What is needed:
Within the data below, count every line that includes "indexing" and report the total alone.

Provided entries:
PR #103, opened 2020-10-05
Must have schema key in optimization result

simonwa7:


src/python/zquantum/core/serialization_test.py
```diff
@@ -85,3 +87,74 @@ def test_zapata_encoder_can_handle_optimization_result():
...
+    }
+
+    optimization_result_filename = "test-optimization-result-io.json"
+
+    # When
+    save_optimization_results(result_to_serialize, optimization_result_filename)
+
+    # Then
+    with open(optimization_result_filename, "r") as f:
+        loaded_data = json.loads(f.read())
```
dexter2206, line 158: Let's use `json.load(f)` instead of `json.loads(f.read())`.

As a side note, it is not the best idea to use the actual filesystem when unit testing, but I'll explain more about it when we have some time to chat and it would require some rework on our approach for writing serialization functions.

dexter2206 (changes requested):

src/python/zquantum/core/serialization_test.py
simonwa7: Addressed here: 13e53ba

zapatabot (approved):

==

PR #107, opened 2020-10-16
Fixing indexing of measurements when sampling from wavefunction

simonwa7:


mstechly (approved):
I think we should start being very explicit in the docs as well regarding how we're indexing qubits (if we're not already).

Response to this exercise:
2